Limitations that remain

These are properties of the stock bundle, not missing natives. They matter because the Shell bundle grants ambient process authority, so a host that ships it to untrusted scripts inherits the following caveats. A host that needs confinement or proven bounds should register a curated subset or its own narrower natives rather than the full bundle.

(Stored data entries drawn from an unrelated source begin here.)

PR #133, opened 2020-09-03
Grooming and cleaning stuff

ernestoarbitrio:
Cleaning stuff and ordering properties. Just an style exercise PR :D

### DIFF
--- a/src/histolab/slide.py
+++ b/src/histolab/slide.py
@@ -121,7 +121,7 @@ class Slide(object):
             Image containing the selected tile.
         """
 
-        if not self._valid_coordinates(coords):
+        if not self._has_valid_coords(coords):
             # OpenSlide doesn't complain if the coordinates for extraction are wrong,
             # but it returns an odd image.
             raise ValueError(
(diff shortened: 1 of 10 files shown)


src/histolab/slide.py
```diff
@@ -455,6 +431,26 @@ def _thumbnail_size(self) -> Tuple:
             ]
         )
 
+    def _valid_coordinates(self, coords: CoordinatePair) -> bool:
```
alessiamarcolini, line 434: I'm not sure removing the verb helps in conveying the right message: to me, here it seems you are getting new valid coordinates, instead of validating them

alessiamarcolini (commented):
comment on method name change

src/histolab/slide.py
ernestoarbitrio: ok i propose something like `has_valid_coords` because it's a method that lives in a class so it's referring to an object and it's not a generic function applicable to anything

alessiamarcolini: yep because the coordinates must be valid for that particular slide, ok for `has_valid_coords`

ernestoarbitrio: done

alessiamarcolini (approved):

PR #134, opened 2020-09-05
Increase coverage

ernestoarbitrio:
increase test coverage:
 - 100% tile.py

### DIFF
--- a/src/histolab/tile.py
+++ b/src/histolab/tile.py
@@ -175,4 +175,16 @@ class Tile:
         )
 
     def _tissue_mask(self, filters: imf.Compose) -> np.ndarray:
+        """Return the tissue mask of the tile image
+
+        Parameters
+        ----------
+        imf.Compose
+            Filters composition
+
+        Returns
+        -------
+        np.ndarray
+             Tissue mask array
+        """
         return filters(self._image)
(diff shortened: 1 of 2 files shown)


src/histolab/tile.py
```diff
@@ -175,3 +173,18 @@ def _is_almost_white(self) -> bool:
             np.mean(image_gray_arr.ravel()) > 0.9
             and np.std(image_gray_arr.ravel()) < 0.09
         )
+
+    def _tissue_mask(self, filters: imf.Compose) -> np.ndarray:
```
alessiamarcolini, line 177: In my branch I implemented the `apply_filters` (public) method (https://github.com/histolab/histolab/blob/nuclei-scorer/src/histolab/tile.py#L32)

The behavior is actually different though. My `apply_filters` could internally use this method and then put the result back in a `Tile`. What do you think?

ernestoarbitrio: No objection at all! Maybe this PR goes first because it has no new features. So once we merge this you can rebase your branch and change what do you think is better.

alessiamarcolini: alright

alessiamarcolini (approved):
LGTM

PR #143, opened 2020-09-18
Grooming and cleaning pt 2

ernestoarbitrio:


tests/util.py
```diff
@@ -24,3 +24,17 @@ def load_expectation(expectation_file_name, type_=None):  # pragma: no cover
     else:
         raise Exception("Type format not recognized")
     return expectation_data
+
+
+def load_python_expression(expression_file_name):  # pragma: no cover
```
alessiamarcolini, line 29: why are they called 'expressions'?

ernestoarbitrio: Because we can use every kind of python expressions like dictionaries or even quoted strings or whatever could be assimilated as a python expression

alessiamarcolini: alright

ernestoarbitrio: Annnd we use this terminology in all our code bases at work 🤪

alessiamarcolini (approved):

PR #818, opened 2021-03-02
Add validate_best_block_header utility

jkczyz:
Refactor synchronize_listeners by pulling out a function returning the
validated block header of a BlockSource's best chain tip. This is needed
when a node is started from scratch and has no listeners to sync.


TheBlueMatt (approved):

ariard (commented):
Code Review ACK 60f4daf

  • WCET and WCMU are not bounded for effectful natives. shell::run, shell::run_full, shell::run_checked, and shell::run_timeout spawn arbitrary subprocesses whose time and memory the verifier cannot model. The static worst-case bounds the language otherwise guarantees do not extend across these calls. shell::run_timeout caps wall-clock time per call but not memory, and the cap is dynamic rather than statically verified.
  • Unbounded host-heap allocation. read_file, run, and run_full allocate output buffers sized by the file or subprocess, on the host heap, outside the script arena’s budget. A large file or chatty subprocess can exhaust host memory.
  • shell::exit terminates the host process. It calls std::process::exit, bypassing VM teardown and any host-side cleanup. This is appropriate for a standalone CLI script but hazardous for an embedder that runs scripts inside a larger process.
  • Determinism is abandoned. getenv, run, now_unix_ms, hostname, pid, pwd, and the filesystem natives all read mutable external state. Scripts using them are not reproducible.
  • read_file requires UTF-8. Non-UTF-8 file content traps rather than returning bytes; the bundle has no binary-file accessor.
  • set_script_args is thread-local. A host that calls set_script_args on one thread and runs the script on another observes the std::env::args fallback rather than the installed vector. The CLI runs both on the main thread, so this is invisible there but is a constraint for multi-threaded embedders.

Net judgment on the daemon use case

stddsl::Shell is now rich enough to write substantial devops and sysadmin loop daemons in Keleusma. The use cases that work today: signed-and-encrypted artefacts deployed to operator-controlled hosts, executing operational logic in a productive-divergent loop with built-in rate limiting via --tick-interval, reading configuration files, writing log records to stderr or to disk, exiting cleanly via shell::exit. The trap-on-error pattern for I/O failures gives daemon scripts fail-fast behaviour when the host filesystem disagrees with expectations.